### Problem details
As soon as the line containing "---echo # Bug #18144349" appears in the material below, start returning lines exactly, and end with the line containing "---source include/big_test.inc".

### Excerpted data

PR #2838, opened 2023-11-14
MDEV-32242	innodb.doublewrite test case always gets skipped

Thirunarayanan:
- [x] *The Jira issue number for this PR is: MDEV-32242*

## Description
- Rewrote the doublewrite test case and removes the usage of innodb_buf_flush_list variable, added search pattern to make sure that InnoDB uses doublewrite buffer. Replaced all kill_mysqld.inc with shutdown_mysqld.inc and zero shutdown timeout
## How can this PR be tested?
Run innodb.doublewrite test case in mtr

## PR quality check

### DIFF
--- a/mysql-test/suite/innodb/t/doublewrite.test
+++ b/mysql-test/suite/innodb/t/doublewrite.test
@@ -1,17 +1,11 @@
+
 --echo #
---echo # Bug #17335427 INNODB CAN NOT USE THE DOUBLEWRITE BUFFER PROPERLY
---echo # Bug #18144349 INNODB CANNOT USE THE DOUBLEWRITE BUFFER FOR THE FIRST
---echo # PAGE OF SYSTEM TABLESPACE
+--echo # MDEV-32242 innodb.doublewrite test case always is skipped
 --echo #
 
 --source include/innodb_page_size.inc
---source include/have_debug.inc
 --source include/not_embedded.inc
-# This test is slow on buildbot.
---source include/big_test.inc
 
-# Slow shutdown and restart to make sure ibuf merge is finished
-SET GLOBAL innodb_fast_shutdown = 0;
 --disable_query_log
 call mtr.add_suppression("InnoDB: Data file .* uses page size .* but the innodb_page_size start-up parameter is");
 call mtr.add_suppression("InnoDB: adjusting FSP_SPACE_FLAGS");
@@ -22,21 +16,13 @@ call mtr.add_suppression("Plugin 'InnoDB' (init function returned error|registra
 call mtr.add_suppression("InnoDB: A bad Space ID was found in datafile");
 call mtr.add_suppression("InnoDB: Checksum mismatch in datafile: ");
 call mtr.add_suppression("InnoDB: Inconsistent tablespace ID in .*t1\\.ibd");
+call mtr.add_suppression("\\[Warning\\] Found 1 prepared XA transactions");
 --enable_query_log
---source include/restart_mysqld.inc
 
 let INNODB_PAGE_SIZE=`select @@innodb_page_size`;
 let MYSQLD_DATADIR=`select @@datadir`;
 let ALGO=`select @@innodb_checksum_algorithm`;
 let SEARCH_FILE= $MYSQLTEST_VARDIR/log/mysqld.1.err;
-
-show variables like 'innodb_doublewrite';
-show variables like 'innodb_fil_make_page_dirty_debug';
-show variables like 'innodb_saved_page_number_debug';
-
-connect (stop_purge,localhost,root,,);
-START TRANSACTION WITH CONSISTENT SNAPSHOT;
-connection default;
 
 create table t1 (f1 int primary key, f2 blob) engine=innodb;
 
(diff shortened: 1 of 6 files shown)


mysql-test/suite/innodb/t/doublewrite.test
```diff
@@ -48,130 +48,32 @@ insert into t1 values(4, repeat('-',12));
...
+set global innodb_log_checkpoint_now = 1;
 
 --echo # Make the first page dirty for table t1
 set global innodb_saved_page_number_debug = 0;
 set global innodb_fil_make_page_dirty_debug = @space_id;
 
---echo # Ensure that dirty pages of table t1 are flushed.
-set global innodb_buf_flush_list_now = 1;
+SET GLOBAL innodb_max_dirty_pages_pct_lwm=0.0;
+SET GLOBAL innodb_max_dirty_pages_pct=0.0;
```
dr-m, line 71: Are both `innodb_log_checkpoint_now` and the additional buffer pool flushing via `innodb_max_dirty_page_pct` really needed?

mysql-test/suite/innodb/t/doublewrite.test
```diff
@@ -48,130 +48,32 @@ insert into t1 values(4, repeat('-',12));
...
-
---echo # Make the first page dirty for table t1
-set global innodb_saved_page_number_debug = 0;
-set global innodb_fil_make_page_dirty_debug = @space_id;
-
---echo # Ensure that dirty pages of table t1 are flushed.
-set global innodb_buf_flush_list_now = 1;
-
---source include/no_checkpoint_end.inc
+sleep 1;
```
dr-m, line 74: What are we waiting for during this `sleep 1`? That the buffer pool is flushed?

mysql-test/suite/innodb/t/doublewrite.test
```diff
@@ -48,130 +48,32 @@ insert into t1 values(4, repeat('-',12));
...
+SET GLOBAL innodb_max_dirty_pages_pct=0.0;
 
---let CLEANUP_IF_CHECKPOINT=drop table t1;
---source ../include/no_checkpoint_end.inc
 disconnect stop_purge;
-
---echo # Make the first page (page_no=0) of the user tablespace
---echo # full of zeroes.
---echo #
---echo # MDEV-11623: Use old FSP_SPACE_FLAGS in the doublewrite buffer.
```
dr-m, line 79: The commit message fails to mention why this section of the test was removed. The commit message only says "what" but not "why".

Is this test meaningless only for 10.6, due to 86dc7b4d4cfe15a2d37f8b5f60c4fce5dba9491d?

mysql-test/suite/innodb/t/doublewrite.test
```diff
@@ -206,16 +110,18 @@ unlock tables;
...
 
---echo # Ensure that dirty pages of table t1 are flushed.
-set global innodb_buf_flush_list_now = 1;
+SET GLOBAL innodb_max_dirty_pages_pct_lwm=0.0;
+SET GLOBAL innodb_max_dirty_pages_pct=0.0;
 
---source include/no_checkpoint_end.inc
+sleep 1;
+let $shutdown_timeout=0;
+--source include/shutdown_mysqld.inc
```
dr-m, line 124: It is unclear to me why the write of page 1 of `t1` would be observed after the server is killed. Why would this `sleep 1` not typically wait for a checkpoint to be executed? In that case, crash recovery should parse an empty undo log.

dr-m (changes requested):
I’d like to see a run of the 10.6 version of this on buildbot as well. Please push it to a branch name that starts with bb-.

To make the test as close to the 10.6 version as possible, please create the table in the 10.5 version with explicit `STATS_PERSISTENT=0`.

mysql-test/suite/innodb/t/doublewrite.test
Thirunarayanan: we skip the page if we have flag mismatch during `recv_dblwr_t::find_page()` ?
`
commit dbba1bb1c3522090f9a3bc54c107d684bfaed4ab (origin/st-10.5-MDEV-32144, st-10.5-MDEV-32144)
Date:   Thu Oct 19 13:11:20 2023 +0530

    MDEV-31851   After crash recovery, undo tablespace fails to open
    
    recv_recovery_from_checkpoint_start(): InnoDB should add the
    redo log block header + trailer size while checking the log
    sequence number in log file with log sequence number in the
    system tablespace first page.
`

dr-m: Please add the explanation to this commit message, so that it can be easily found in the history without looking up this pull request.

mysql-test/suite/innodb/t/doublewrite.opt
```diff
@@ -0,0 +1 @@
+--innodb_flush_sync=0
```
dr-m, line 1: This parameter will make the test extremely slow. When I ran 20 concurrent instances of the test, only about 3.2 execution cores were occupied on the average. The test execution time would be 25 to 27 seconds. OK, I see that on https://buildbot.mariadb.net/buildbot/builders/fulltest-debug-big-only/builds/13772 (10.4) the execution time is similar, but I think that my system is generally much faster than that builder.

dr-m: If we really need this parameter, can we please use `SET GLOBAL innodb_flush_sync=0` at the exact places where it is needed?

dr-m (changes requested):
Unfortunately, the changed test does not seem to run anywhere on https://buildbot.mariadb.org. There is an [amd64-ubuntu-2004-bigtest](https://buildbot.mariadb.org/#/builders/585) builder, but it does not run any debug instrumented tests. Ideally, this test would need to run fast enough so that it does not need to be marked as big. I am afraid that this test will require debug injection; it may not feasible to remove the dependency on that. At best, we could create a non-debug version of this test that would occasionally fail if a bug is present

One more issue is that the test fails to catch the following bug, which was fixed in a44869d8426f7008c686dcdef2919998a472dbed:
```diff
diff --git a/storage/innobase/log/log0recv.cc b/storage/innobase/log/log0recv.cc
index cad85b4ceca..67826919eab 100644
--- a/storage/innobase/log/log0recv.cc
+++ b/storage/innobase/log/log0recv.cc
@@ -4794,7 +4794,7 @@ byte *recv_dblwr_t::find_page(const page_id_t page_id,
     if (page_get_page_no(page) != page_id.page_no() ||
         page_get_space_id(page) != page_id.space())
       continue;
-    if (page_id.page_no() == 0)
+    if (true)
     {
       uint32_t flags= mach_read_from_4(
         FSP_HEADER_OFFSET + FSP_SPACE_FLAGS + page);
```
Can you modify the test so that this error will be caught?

### Finished exercise
---echo # Bug #18144349 INNODB CANNOT USE THE DOUBLEWRITE BUFFER FOR THE FIRST
---echo # PAGE OF SYSTEM TABLESPACE
+--echo # MDEV-32242 innodb.doublewrite test case always is skipped
 --echo #
 
 --source include/innodb_page_size.inc
---source include/have_debug.inc
 --source include/not_embedded.inc
-# This test is slow on buildbot.
---source include/big_test.inc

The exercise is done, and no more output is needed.